Problem description: Identify and pull out each line of the entries in which "entities" occurs.

Supplied information:
PR #5669, opened 2021-05-15
DHFPROD-7131: Handle entities with updated props when building join menu

wooldridge:
### Description

Updated properties in entities that have not been saved yet will now show up in the Join Property menu in Modeling.

To test:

Solved exercise:
DHFPROD-7131: Handle entities with updated props when building join menu
Updated properties in entities that have not been saved yet will now show up in the Join Property menu in Modeling.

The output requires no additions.